# White worms hanging from anus



## Livinnfishin (Mar 5, 2014)

Yesterday I noticed a white worm hanging from several of my bettas anus. They were 1-3mm long. I didn't see them until I let each betta flare at each other. Just for a stretch. Shortly after they started pooping and out come this white worm. I thought it was poop first but normally they poop brown. Minute or so later the worm disappeared. I look at one betta who still had it out and oh my goodness I saw it slowly go back inside my bettas anus!!! Freaking out guys!
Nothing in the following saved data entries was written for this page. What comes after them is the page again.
PR #2233, opened 2024-03-01
Don't check npm version of library-legacy before publishing

### LINKED ISSUE #2230: Legacy library publish is halted
This line tries to look up the about-to-be-published version on npm to decide whether the publish can be skipped or not.

https://github.com/solana-labs/solana-web3.js/blame/f054d90bb27d759c114bd53dee36de91551c9eba/packages/library-legacy/package.json#L47

What actually happens is this:

1. The version – governed by Semantic Release – isn't incremented in the `prepublishOnly` step
2. The lookup is unconditionally done for `@solana/web3.js@0.0.0-development`
3. That version _actually is_ found on npm, albeit as a deprecated version

Because the version will always be found, the legacy package will never publish.

mcintyre94:
The latest CI change stopped `library-legacy` from publishing, because we don't use `version-from-git` so the version being checked was incorrect.

This PR removes the `npm view` check for library-legacy. We rely entirely on `semantic-release` to determine whether and how to publish the version, as we did before any CI changes. This shouldn't cause any issues because there are no packages that depend on library-legacy, so if `semantic-release` errors in some cases then it won't affect publishing anything else - which is why we added this `npm view` check in the first place. 

Fixes #2230


steveluscher (approved):
Added via Giphy

PR #2234, opened 2024-03-01
Add a function to narrow an IInstruction to have a given program address

mcintyre94:
This is another function that is helpful for using generated clients.

The generated client includes a function to parse an `IInstruction`:
```ts
export function parseTransferSolInstruction<
  TProgram extends string,
  TAccountMetas extends readonly IAccountMeta[]
>(
  instruction: IInstruction<TProgram> & <snip>
): ParsedTransferSolInstruction<TProgram, TAccountMetas>
```

The problem is that if we pass an `IInstruction` from a deserialized transaction to this parse function, then it has `TProgram = string`, and we end up with `ParsedTransferSolInstruction<TProgram = string>`, ie we lose the known program address in the type. This can cause issues when we use this type and expect it to include a more specific type.

This PR adds a function to narrow an instruction type to include a known program address as `TProgram`. If we do this before calling eg this parse function, then we can maintain the program address in the type correctly.

Eg:
```ts
const instruction: IInstruction<string> // from eg a deserialized transaction
const address = '1234' as Address

if(instruction.programAddress === address) {
  const parsed = parseInstruction(instruction); // ParsedInstruction<string>
}

if(isInstructionWithKnownProgramAddress(instruction, address)) {
  const parsed = parseInstruction(instruction); // ParsedInstruction<'1234'>
}
 ```

### CODE REVIEW

File: packages/instructions/src/instruction.ts [hunk 1]
```diff
@@ -21,6 +22,28 @@ export interface IInstructionWithAccounts<TAccounts extends readonly (IAccountMe
     readonly accounts: TAccounts;
 }
 
+export function isInstructionWithKnownProgramAddress<TProgramAddress extends string, TInstruction extends IInstruction>(
+    instruction: TInstruction,
+    programAddress: Address<TProgramAddress>,
+): instruction is TInstruction & IInstruction<Address<TProgramAddress>> {
```
lorisleiva, line 28: I would narrow the intersected type here to:

```suggestion
): instruction is TInstruction & { programId: Address<TProgramAddress> } {
```

packages/errors/src/messages.ts
```diff
@@ -25,6 +25,7 @@ import {
     SOLANA_ERROR__EXPECTED_INSTRUCTION_TO_HAVE_ACCOUNTS,
     SOLANA_ERROR__EXPECTED_INSTRUCTION_TO_HAVE_DATA,
     SOLANA_ERROR__FAILED_TO_DECODE_ACCOUNT,
+    SOLANA_ERROR__INCORRECT_INSTRUCTION_PROGRAM_ID,
```
lorisleiva, line 28: nit: I'd like us to use consistent language when applicable. `INCORRECT_` isn't part of the [recommended guidelines](https://github.com/solana-labs/solana-web3.js/blob/ede7241966388f12ad312ea0215180a2a271d7fe/packages/errors/src/codes.ts#L9-L24) but `INVALID_` is. What do you think?

mcintyre94: I'm not sure about invalid here semantically because the unexpected program address isn't necessarily invalid, it's just not the expected one. What about `INSTRUCTION_PROGRAM_ID_MISMATCH`?

lorisleiva: I like that!

packages/instructions/src/__typetests__/instruction-typetest.ts
```diff
@@ -44,3 +48,20 @@ import {
         IInstructionWithAccounts<readonly (IAccountMeta | IAccountLookupMeta)[]> &
         IInstructionWithData<Uint8Array>;
 }
+
+// narrowing to known address
+{
+    const instruction = {} as unknown as IInstruction;
+    const myAddress = '1111' as Address<'1111'>;
+    type MyAddress = typeof myAddress;
```
steveluscher, line 56: I think this is meant to be `type MyAddress = '1111'` otherwise you end up with `IInstruction<MyAddress>` producing `Address<Address<'1111'>>`

steveluscher (approved):
I sort of prefer something like `isInstructionForProgram` rather than `isInstructionWithKnownProgramAddress`, but no big deal either way! I just think it's less clear what it means to be ‘with’ a program address.

packages/instructions/src/__typetests__/instruction-typetest.ts
mcintyre94: This was actually caused by a typo when I tweaked the function

With that fixed both work correctly:
```ts
instruction satisfies IInstruction<Address<'1111>>;
instruction satisfies IInstruction<'1111'>;
```

steveluscher (approved):

PR #2235, opened 2024-03-02
`SolanaError` now supports the `cause` property

steveluscher:
# Summary

The runtime has built-in support for ‘sub exceptions.’ You can read about it here: https://developer.mozilla.org/en-US/docs/Web/JavaScript/Reference/Global_Objects/Error/cause

> It is used when catching and re-throwing an error with a more-specific or useful error message in order to still have access to the original error.

This PR brings `cause` to `SolanaError` so that we can use it to rethrow errors under one umbrella error. Developers will have access to the inner error via `SolanaError#cause`.

The first error that will make use of this is the websocket close error, in the next PR.

# Test Plan

```shell
```

### DIFF
--- a/packages/errors/tsconfig.json
+++ b/packages/errors/tsconfig.json
@@ -4,6 +4,7 @@
         "lib": [
             "DOM",
             "ES2015",
+            "ES2022.Error"
         ],
         "resolveJsonModule": true
     },
--- a/packages/errors/src/__tests__/error-test.ts
+++ b/packages/errors/src/__tests__/error-test.ts
@@ -4,22 +4,75 @@ import { getErrorMessage } from '../message-formatter';
 jest.mock('../message-formatter');
 
 describe('SolanaError', () => {
-    let error123: SolanaError;
-    beforeEach(() => {
-        error123 = new SolanaError(
-            // @ts-expect-error Mock error codes don't conform to `SolanaErrorCode`
-            123,
-            { foo: 'bar' },
-        );
+    describe('given an error with context', () => {
+        let errorWithContext: SolanaError;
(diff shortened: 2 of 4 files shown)


steveluscher:
* **#2236** <a href="https://app.graphite.dev/github/pr/solana-labs/solana-web3.js/2236?utm_source=stack-comment-icon" target="_blank">Graphite</a>
* **#2235** <a href="https://app.graphite.dev/github/pr/solana-labs/solana-web3.js/2235?utm_source=stack-comment-icon" target="_blank">Graphite</a> 👈
* `master`

<h2></h2>

lorisleiva (approved):
I think this makes sense and it's one step "closer to the platform".

packages/errors/tsconfig.json
```diff
@@ -4,6 +4,7 @@
         "lib": [
             "DOM",
             "ES2015",
+            "ES2022.Error"
```
buffalojoec, line 7: Does this mean people downstream would have to include this in their `tsconfig.json` as well?

buffalojoec (approved):

packages/errors/tsconfig.json
steveluscher: Yes, but if they don't have it in their tsconfig already then they're not missing it (ie. they don't have `cause` in their typespec for _any_ `Errors`).

steveluscher:
### Merge activity

* **Mar 3, 7:02 PM PST**: @steveluscher started a stack merge that includes this pull request via [Graphite](https://app.graphite.dev/github/pr/solana-labs/solana-web3.js/2235).

PR #2242, opened 2024-03-04
Create coded exceptions for invariant violations

steveluscher:
# Summary

Invariant violations are a kind of error that should never get hit ever, and if they do your program is broken.

In one sense we don't want error codes for them because they're not intended to be caught in downstream programs. On the other hand I've tried to come up with a reason _not_ to give them codes and I can't.

Making them a `@solana/error` gives us compression and error decoding for free.

Addresses #2118.


steveluscher:
* **#2242** <a href="https://app.graphite.dev/github/pr/solana-labs/solana-web3.js/2242?utm_source=stack-comment-icon" target="_blank">Graphite</a> 👈
* `master`

<h2></h2>

steveluscher:
Add link to issue tracker

packages/rpc-types/src/commitment.ts
```diff
@@ -9,9 +11,9 @@ function getCommitmentScore(commitment: Commitment): number {
         case 'processed':
             return 0;
         default:
-            return ((_: never) => {
-                throw new Error(`Unrecognized commitment \`${commitment}\`.`);
-            })(commitment);
+            throw new SolanaError(SOLANA_ERROR__INVARIANT_VIOLATION_SWITCH_MUST_BE_EXHAUSTIVE, {
+                unexpectedValue: commitment satisfies never,
+            });
```
buffalojoec, line 16: This one smells a little bit. I guess the only way this gets thrown is if someone isn't using TypeScript (or ignores it) and sends a string that isn't a valid `Commitment`. Shouldn't the error say that, then? ie. `SOLANA_ERROR__INVALID_COMMITMENT_VALUE`?

steveluscher: Yeah, I was trying to make something that was generally usable for exhaustive switches. The error location will tell the developer where the unhandled value was thrown, which I figured was enough paired with the actual unexpected value.

steveluscher: https://dev.to/cefn/typescript-satisfies-never-exhaustiveness-checking-in-typescript-49-58fh

lorisleiva: I do actually like that we have utility errors for these sort of invariants.

lorisleiva (approved):

steveluscher:
### Merge activity

* **Mar 4, 3:29 PM PST**: @steveluscher started a stack merge that includes this pull request via [Graphite](https://app.graphite.dev/github/pr/solana-labs/solana-web3.js/2242).

PR #2258, opened 2024-03-05
[vote-program] adding instruction update validator identity

ochaloup:
I would like to use the `UpdateValidatorIdentity` instruction of VoteProgram in TS code and it is not available in the current web3.js library.
https://github.com/solana-labs/solana/blob/v1.18.4/sdk/program/src/vote/instruction.rs#L381

### DIFF
--- a/packages/library-legacy/src/programs/vote.ts
+++ b/packages/library-legacy/src/programs/vote.ts
@@ -551,7 +551,7 @@ export class VoteProgram {
   ): Transaction {
     if (params.lamports > currentVoteAccountBalance - rentExemptMinimum) {
       throw new Error(
-        'Withdraw will leave vote account with insufficient funds.',
+        'Withdraw will leave vote account with insuffcient funds.',
       );
     }
     return VoteProgram.withdraw(params);
--- a/packages/library-legacy/src/programs/vote.ts
+++ b/packages/library-legacy/src/programs/vote.ts
@@ -88,6 +88,15 @@ export type WithdrawFromVoteAccountParams = {
 };
 
 /**
+ * Update validator identity (node pubkey) vote account instruction params.
+ */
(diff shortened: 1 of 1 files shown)


packages/library-legacy/src/programs/vote.ts
```diff
@@ -535,9 +551,32 @@ export class VoteProgram {
   ): Transaction {
     if (params.lamports > currentVoteAccountBalance - rentExemptMinimum) {
       throw new Error(
-        'Withdraw will leave vote account with insuffcient funds.',
+        'Withdraw will leave vote account with insufficient funds.',
```
steveluscher, line 554: giphy

steveluscher (approved):
You're really going to like what we're working on next.

packages/library-legacy/src/programs/vote.ts
steveluscher, line 554:
```suggestion
        'Withdraw will leave vote account with insuffcient funds.',
```

steveluscher: https://github.com/solana-labs/solana-web3.js/commit/e587f8d08dd981afe4fbcfac731e14e95d275027

ochaloup:
> You're really going to like what we're working on next.

Thanks @steveluscher 

Could you tease me more details? Pretty interested :love_you_gesture: 
(btw. I was not able to get to finish my PR on vote accounts (https://github.com/solana-labs/solana-web3.js/pull/2013) and I trouble with stake accounts a bit as well. I would like potentially process through that while maybe not needed :-))

steveluscher:
> Could you tease me more details? Pretty interested 🤟

Autogenerated program clients compatible with the new web3.js are moments away. cc/ @lorisleiva

PR #2274, opened 2024-03-07
Publish the 2.0.0 line with `changesets` now

steveluscher:
# Summary

This PR aims to switch the experimental library over to Changesets for publishing.

Every commit to the experimental library will now create/update a changesets PR. When we want to release, we land that PR and Changesets does the following:

1. Increments the versions of everything in unison to `2.0.0-preview.{X+1}`
2. Commits the version numbers and the `CHANGELOG.md` files to the repo
3. Sets `hasChangesets` to `true` in the CI/CD GitHub Actions workflow, which causes our `publish-packages` script to publish the new versions.

# Test Plan

Have I tested this? Nope. The most I've done is to do this locally:

1. `pnpm changeset` – This is what the GitHub bot encourages you to do on PRs
2. `pnpm changeset version` – This is essentially what the Action in `cicd.yml` does

That looked good to me, but whether it will all work in production is anyone's guess.


steveluscher:
* **#2274** <a href="https://app.graphite.dev/github/pr/solana-labs/solana-web3.js/2274?utm_source=stack-comment-icon" target="_blank">Graphite</a> 👈
* `master`

<h2></h2>

.changeset/config.json
```diff
@@ -0,0 +1,18 @@
...
+  "baseBranch": "master",
+  "bumpVersionsWithWorkspaceProtocolOnly": true,
+  "changelog": [
+    "@changesets/changelog-github",
+    {
+      "repo": "solana-labs/solana-web3.js"
+    }
+  ],
+  "commit": false,
+  "fixed": [["@solana/!({*-impl,build-scripts,crypto-impl,test-*,tsconfig,web3.js-legacy-sham})"]],
```
steveluscher, line 13: What we're saying here is ‘yeah, bump the version of everything, but leave the internal packages alone.’

.changeset/config.json
```diff
@@ -0,0 +1,18 @@
...
+  "ignore": ["@solana/web3.js"],
```
steveluscher, line 14: Look in `cicd.yml`. I left this thing publishing with Semantic Release.

.github/workflows/cicd.yml
```diff
@@ -47,3 +42,25 @@ jobs:
...
+
+      - name: Create Changesets Pull Request or Trigger an NPM Publish
+        id: changesets
+        uses: changesets/action@v1
+        env:
+          GITHUB_TOKEN: ${{ secrets.GITHUB_TOKEN }}
+
+      - name: Publish Experimental Library
+        if: steps.changesets.outputs.hasChangesets == 'false'
+        run: pnpm turbo publish-packages --concurrency=100% --filter=\!@solana/web3.js
```
steveluscher, line 66: Everything except for legacy.

.github/workflows/cicd.yml
```diff
@@ -47,3 +42,25 @@ jobs:
...
           publish_dir: ./packages/library-legacy/doc
+
+      - name: Configure NPM token
+        run: |
+          pnpm config set '//registry.npmjs.org/:_authToken' "${NPM_TOKEN}"
+        env:
+          NPM_TOKEN: ${{ secrets.NPM_TOKEN }}
+
+      - name: Publish Legacy Library
+        run: pnpm turbo publish-packages --concurrency=100% --filter=@solana/web3.js
```
steveluscher, line 53: Only legacy.

.changeset/pre.json
```diff
@@ -0,0 +1,42 @@
...
+    "@solana/rpc-transport-http": "2.0.0-preview.1",
+    "@solana/rpc-types": "2.0.0-preview.1",
+    "@solana/rpc": "2.0.0-preview.1",
+    "@solana/signers": "2.0.0-preview.1",
+    "@solana/transaction-confirmation": "2.0.0-preview.1",
+    "@solana/transactions": "2.0.0-preview.1",
+    "@solana/web3.js": "0.0.0-development",
+    "@solana/web3.js-experimental": "2.0.0-preview.1",
+    "@solana/web3.js-legacy-sham": "1.0.0-preview.1",
+    "@solana/webcrypto-ed25519-polyfill": "2.0.0-preview.1"
```
steveluscher, line 39: All of these versions have been updated to `-preview.1`. The first publish we do will take it to `-preview.2` and we'll call that TP2. I _think_ what we'll do after TP2 is released is _not_ do any releases until TP3, and if we need a release then we'll do a [changeset snapshot](https://github.com/changesets/changesets/blob/main/docs/snapshot-releases.md).

.prettierignore
```diff
@@ -1,3 +1,4 @@
+.changeset/
```
steveluscher, line 1: There's some bug I think with Prettier and changesets not finding our local Prettier config. https://github.com/changesets/changesets/issues/1283#issuecomment-1981708259

packages/compat/package.json
```diff
@@ -76,7 +76,7 @@
         "@solana/addresses": "workspace:*",
         "@solana/keys": "workspace:*",
         "@solana/rpc-types": "workspace:*",
-        "@solana/web3.js": "workspace:*"
+        "@solana/web3.js": "^1"
```
steveluscher, line 79: The idea here is that we lock this to a public version so that Changesets leaves it alone. This OK, @mcintyre94?

.changeset/pre.json
steveluscher: Or maybe we could install this: https://github.com/seek-oss/changesets-snapshot

lorisleiva: Is it possible to have a pre-release number with two numbers? like `2.0.0-preview.2.42`.

lorisleiva (approved):
So excited about using changesets.

.changeset/pre.json
buffalojoec: I agree on continuous delivery. Surely there is a way to do what Loris is suggesting?

.changeset/config.json
steveluscher: > Is legacy-sham supposed to be internal?

Felt cute, might delete later. I'm no longer convinced it's going to be useful for any practical purpose.

steveluscher: > `crypto-impl` matches the first glob pattern

👀

.changeset/pre.json
steveluscher: Yep! That's snapshots. It'll make versions like `0.0.0-preview-20240307210610`. I'll install that in a follow up PR.

packages/compat/package.json
steveluscher: Because `@solana/compat` is and it's configured as `fixed`.

* https://github.com/changesets/changesets/pull/507
* https://github.com/changesets/changesets/issues/506
* https://github.com/changesets/changesets/blob/main/docs/fixed-packages.md#fixed-packages

steveluscher: I figured out a hack. If you specify the workspace as a relative path it gets ignored by `changeset version`.

.changeset/pre.json
steveluscher: For your amusement: https://github.com/solana-labs/solana-web3.js/commit/069e0006f493b83e842579fada1c983874f245b7#r139530996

Help please, thanks in advance!


----------



## Livinnfishin (Mar 5, 2014)

Housing 
What size is your tank? 1 and 2 gallon containers
What temperature is your tank? Varies from 78-82
Does your tank have a filter? No
Does your tank have an air stone or other type of aeration? No
Is your tank heated? Yes
What tank mates does your betta fish live with? None

Food
What type of food do you feed your betta fish? Live blackworms only
How often do you feed your betta fish? Once a day, morning before work. 3-4 worms only

Maintenance 
How often do you perform a water change? Every 3-4 days
What percentage of the water do you change when you perform a water change? 50-75%
What type of additives do you add to the water when you perform a water change? None just Seachem Prime and exchange IAL if old one is bad

Water Parameters:
Have you tested your water? If so, what are the following parameters?

Ammonia: close to zero
Nitrite: close to zero
Nitrate: close to zero 
pH: 6.4
Hardness: 
Alkalinity: 

Symptoms and Treatment
How has your betta fish's appearance changed? None
How has your betta fish's behavior changed? None
When did you start noticing the symptoms? Today
Have you started treating your fish? If so, how? No. Don't know where to start. 
Does your fish have any history of being ill? No 
How old is your fish (approximately). 9 months


----------



## beautiful Betta (Sep 19, 2013)

It sounds like internal parasites. I have never treated for this or seen it so a little unsure what to advise. Here is the info below on it from this site. I also think if I remember correctly garlic soaked pellets can help. But with how yours sounds I think you might need to hit it with something stronger.

Internal Parasites
•Symptoms: Betta is losing weight but eating normally and acting lethargic. 
He/she might dart or rub against decor.
•Treatment: These can be hard to fight and can get confused with the fatal disease Tuberculosis. Perform daily 100% water changes (if possible, for larger aquariums change 3/4). Make sure you carefully clean the gravel to remove eggs/larva. Aq.Salt does not seem to be affective against internal parasites. I find combining ES with an anti-parasite med is best. Treat with 1-2tsp/gal Epsom Salt combined with either Jungle’s Anti-Parasite Pellets, Jungle’s Parasite Clear Fizz tabs or API General Cure. PP is also effective against internal parasites.


----------



## VivianKJean (Aug 20, 2013)

My girl had internal parasites before. I used the Epsom Salt combined with Jungle’s Anti-Parasite Pellets method and she's fine now. This happened probably about 5-6 monts ago? She was pooping white and acting less active and such. Epsom Salt with Jungle's really did work. good luck!


----------



## LittleBlueFishlets (Nov 10, 2012)

It sounds like *camallanus worms*. Click here to see a photo of them.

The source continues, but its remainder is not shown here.